--- Data under study ---

BEGIN

PR #1390, opened 2024-09-02
Add ConvTransposed layers

EduardoPach:
## Proposed changes

This PR adds `ConvTranspose1d`, `ConvTranspose2d`, and `ConvTranspose3d` to `mlx.nn`, following interest expressed in https://github.com/ml-explore/mlx/discussions/1001. Additionally, equivalence tests were included to compare the outputs with PyTorch's implementations, as the [example implementation](https://github.com/ml-explore/mlx-examples/blob/main/segment_anything/segment_anything/mask_decoder.py#L202-L252) referenced in the discussion did not match PyTorch outputs upon comparison.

END

--- Work to complete ---
Copy the lines of the listing exactly. Skip none.

--- Solution for this task ---
PR #1390, opened 2024-09-02
Add ConvTransposed layers

EduardoPach:
## Proposed changes

This PR adds `ConvTranspose1d`, `ConvTranspose2d`, and `ConvTranspose3d` to `mlx.nn`, following interest expressed in https://github.com/ml-explore/mlx/discussions/1001. Additionally, equivalence tests were included to compare the outputs with PyTorch's implementations, as the [example implementation](https://github.com/ml-explore/mlx-examples/blob/main/segment_anything/segment_anything/mask_decoder.py#L202-L252) referenced in the discussion did not match PyTorch outputs upon comparison.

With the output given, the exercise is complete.